Like many data centers, the one that Salt was created in had various servers that used different software packages to perform their work. One server would be running Nginx, while another would be running DNSMasq. It wouldn't make sense to enable the nginx
module on the DHCP server, or a dnsmasq
module on the web server. A number of popular programs solve this by allowing the user to configure which plugins will be loaded before starting the service.
Salt had a different way of handling plugins. In a large infrastructure, individual configuration of servers can be costly in terms of time. And as configuration management was added to Salt, a core belief grew that configuration management platforms should require as little configuration themselves as possible. What is the point of using such a suite to save time if so much time is required to get it going in the first place?
This is how the loader system came to be. Salt would always ship with a full set of modules, and Salt would automatically detect modules that would be available, and dynamically load them.
Execution modules are a type of plugin that performs most of the heavy lifting inside of Salt. These were the first to use the loader system, and for a short time there was no other type of module. As the functionality of Salt increased, it quickly became evident that other types of module would be needed. For instance, return output was originally just printed to the console. Then the output was changed to be easier to handle from shell scripts. Then the outputter system was added, so that output could be displayed in JSON, YAML, Python's pprint
, and any other format that might be useful.
In the beginning, there were some types of module that would always be loaded. The first of these was the test
module, which required nothing more than Salt's own dependencies; in particular, it would only require Python.
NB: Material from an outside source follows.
Issue #1432, opened 2026-09-07
AWS's 100 GB/month free egress is permanent for all accounts — we publish it as a 12-month benefit on 7 surfaces and bill $9/month for it on /free-saas-stack


robhunterclaude:
## What AWS states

Other modules were also designed for general use, requiring no more than Salt's own dependencies. The file
module would perform various file-based operations. The useradd
module would wrap the standard Unix useradd
program. This was fine, so long as Salt was only used on Unix-like platforms. When users started running Salt on Windows, where those utilities were not readily available, things changed. This is where virtual modules really started to shine.
Supporting Salt on various platforms, such as both Unix-like and Windows, presents the same problem as whether or not to make the nginx
module available: if that platform is installed and available, make the module available. Otherwise, don't. Salt handles the availability problem by implementing virtual modules.
The idea behind a virtual module is that it will contain a piece of code that will detect whether or not its dependencies are met, and if so, the module will be loaded and made available to Salt on that system. We'll get into the details of actually doing this in Chapter 2, Writing Execution Modules.
In the beginning, if a module was detected as being loadable, then it would be loaded as the Salt service was started. A number of modules may be loaded for a particular system, which the administrator never intends to use. It may be nice to have them, but in some cases it's better to only load them when they're needed.
When the Salt service starts, the lazy loader will detect which modules may be used on a particular system, but it won't immediately load them into memory. Once a particular module is called, Salt will load it on demand, and then keep it in memory. On a system that typically only uses a small handful of modules, this can result in a much smaller footprint than before.